Retrieve every line of the data holding the word "again".

(Information supplied Opens)

Issue #155, opened 2021-10-21
Deleting a resource manually corrupts the provider


RLRabinowitz:
1. Create the following resource and apply it:
```
resource "env0_template_project_assignment" "assignment" {
  template_id = "my_template_id"
  project_id = "my_project_id"
}
```
2. Manually using env0 UI, remove the template or simply un-assign it from the project
3. Run `terraform plan` again
4. Plan fails, `could not find projectId in template`

Reason:
On every Read, we fail if the resource already exists. However, we should only fail those if this is a new resource `d.IsNewResource`.
Otherwise, we need to `d.SetId('')`.

This bug applies to all resources

See [these lines from aws TF provider](https://github.com/hashicorp/terraform-provider-aws/blob/e86fca35f8f14709be928028a5550f29bbb21bc6/internal/service/s3/bucket.go#L830-L834) for an example.

eranelbaz:
Resolved by #202

PR #202, opened 2022-01-13
Fix - delete resource manually corrupts provider

razbensimon:
https://github.com/env0/terraform-provider-env0/issues/155
### Solution
- add `isDeleted` to template model
- "detect drift" and call `setId("")` for destroy the resource as suggested in TF [docs](https://learn.hashicorp.com/tutorials/terraform/provider-setup#implement-read)
    - when template **deleted** (we dont return NotFound in our api)
    - when template **detached** from project

- Extra: 
    - run `go mod tidy` to sync our `go.sum`
    - `harness.go`
        - return `error` and print it in order to understand when thing goes wrong
        - inject ENV0 variables in order to use them inside harness test


razbensimon:
[Fix Deleting a resource manually corrupts the provider](https://trello.com/c/cNLab9kc/5122-fix-deleting-a-resource-manually-corrupts-the-provider)

razbensimon:
Tests TL;DR - 
I tried to implement a new integration test in `harness` which:
- create a template, project, and its assignment
- delete the template by API request (create drift)
- run terraform again and see that my fix actually fix the crash and now we handle it

But that can't be achieved by `terraform` alone, because of Chiken&Egg kind of problem when need the `template_id` for delete by the API (tried HTTP call providers).
Anyways, we need a kind of `before/after` logic hooks solution.
So in terms of ROI, I leave it for now because it's too much work and obviously out of scope.

yaronya (approved):

eranelbaz:
Resolved https://github.com/env0/terraform-provider-env0/pull/202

(Information supplied Closes)

▶ **Solution**:
3. Run `terraform plan` again
- run terraform again and see that my fix actually fix the crash and now we handle it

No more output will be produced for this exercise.